The portion where you show that $M$ is locally Euclidean is not correct and here's why:

You have to show that for every point $p \in M$ there exists a neighborhood $U \subseteq M$ of $p$ and a homeomorphism from $U$ to an open subset of either $\mathbb R^2$ or $\mathbb H^2$.

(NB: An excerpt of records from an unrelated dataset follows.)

PR #286, opened 2022-09-14
Automatically provision Azure AD users if enabled

sdebruyn:
This would automatically provision Azure AD users used in grants if they are not created in the database yet. This is using contained database users which would only be possible in Azure SQL and Azure Synapse.

### DIFF
--- a/dbt/include/sqlserver/macros/adapters/apply_grants.sql
+++ b/dbt/include/sqlserver/macros/adapters/apply_grants.sql
@@ -9,9 +9,6 @@
 {% endmacro %}
 
 
-
-
-
 {%- macro sqlserver__get_grant_sql(relation, privilege, grantees) -%}
     {%- set grantees_safe = [] -%}
     {%- for grantee in grantees -%}
--- a/dbt/include/sqlserver/macros/adapters/apply_grants.sql
+++ b/dbt/include/sqlserver/macros/adapters/apply_grants.sql
@@ -9,41 +9,33 @@
 {% endmacro %}
 
 
-{%- macro sqlserver__get_dcl_statement_list(relation, grant_config, get_dcl_macro) -%}
-    {#
-      -- Unpack grant_config into specific privileges and the set of users who need them granted/revoked.
-      -- Depending on whether this database supports multiple grantees per statement, pass in the list of
-      -- all grantees per privilege, or (if not) template one statement per privilege-grantee pair.
-      -- `get_dcl_macro` will be either `get_grant_sql` or `get_revoke_sql`
-    #}
-    {%- set dcl_statements = [] -%}
-    {%- for privilege, grantees in grant_config.items() %}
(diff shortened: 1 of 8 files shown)


JCZuurmond:
LGTM; Do you have a link to the docs of `sqlserver_get_grant_sql(relation, privilege, grantees)`? To know what the parameters are

dataders (changes requested):
i love the auto user-creation feature. however, there looks to be too much happening inside of `sqlserver_get_grant_sql`. It's only supposed to create the GRANT statements 

perhaps the user creation logic would fit better into the [apply_grants](https://cs.github.com/dbt-labs/dbt-core/blob/f5a94fc77428426002ef2a908ebf57a32597a627/core/dbt/include/global_project/macros/adapters/apply_grants.sql#L139) macro? might make sense for this overridden version to be just on dbt-sqlserver first, then later we might be able to add a new conditional flow to the default__ version in dbt-core. i imagine this feature could be useful to others

dataders:
> LGTM; Do you have a link to the docs of `sqlserver_get_grant_sql(relation, privilege, grantees)`? To know what the parameters are

@JCZuurmond check out the [global_project's apply_grants.sql](https://github.com/dbt-labs/dbt-core/blob/f5a94fc77428426002ef2a908ebf57a32597a627/core/dbt/include/global_project/macros/adapters/apply_grants.sql#L139) as well as the grant section of the 1.2 upgrade guide (https://github.com/dbt-labs/dbt-core/discussions/5468)

sdebruyn:
> perhaps the user creation logic would fit better into the [apply_grants](https://cs.github.com/dbt-labs/dbt-core/blob/f5a94fc77428426002ef2a908ebf57a32597a627/core/dbt/include/global_project/macros/adapters/apply_grants.sql#L139) macro? might make sense for this overridden version to be just on dbt-sqlserver first, then later we might be able to add a new conditional flow to the default__ version in dbt-core. i imagine this feature could be useful to others

@dataders Thank you for your review! Agree with the above. I changed it so that it better follows the intentions of the other macros in that file.

dbt/include/sqlserver/macros/adapters/apply_grants.sql
```diff
@@ -6,4 +6,81 @@
...
+          {% endfor -%}
+        {%- endif -%}
+    {%- endfor -%}
+    {{ return(dcl_statements) }}
+{%- endmacro %}
+
+
+{% macro get_provision_sql(relation, privilege, grantees) %}
+    {% for grantee in grantees %}
+        if not exists(select name from sys.database_principals where name = '{{ grantee }}')
```
sdebruyn, line 45: This check currently fails since it does the comparison on the safe user

sdebruyn: fixed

Now here's what you wrote:

• For point $p \in M$ take set $U$ open in $\mathbb H^2$ with $p \in U$

So your neighborhood $U$ is in $\mathbb H^2$ and not in $M$! While it is indeed true that $M \subseteq \mathbb H^2$ we cannot simply say that a neighborhood in $\mathbb H^2$ is a neighborhood in $M$. If $p$ is the point $p = (1, 1)$ then any neighborhood of $p$ in $\mathbb H^2$ will contain points that are not in $M$.

Edit:

To fix the proof remember that if $U \subseteq M$ contains part of the boundry of $M$ then the chart for $U$ will have to map that boundry to the boundry of $\mathbb H^2$. So for example if $p = (1, 1)$ then let $U = (.4, 1] \times (.4, 1]$ and for a chart try $\phi\colon U \to \mathbb H^2$ defined by $\phi(x, y) = (1 - x, 1 - y)$. I leave it to you to check that the image of $\phi$ is open in $\mathbb H^2$ and that $\phi$ is a homeomorphism onto this image. You'll also need to come up with charts covering the rest of $M$. I suggest you take

• $U_2 = [0, .6) \times (.4, 1]$
• $U_3 = (.4, 1] \times [0, .6)$
• $U_4 = [0, .6) \times [0, .6)$

as the neighborhoods for those charts.

Edit #2:

Whoops! My edit above has a mistake as pointed out by goobie. Also pointed out by goobie is the fix: Instead of the chart $\phi$ that I suggested take $\phi\colon U \to \mathbb H^2$ defined by $\phi(z) = z^2$ (here I'm using complex numbers to denote points in the plane). Then you'll just need to do some translation and rotation to handle the other corners.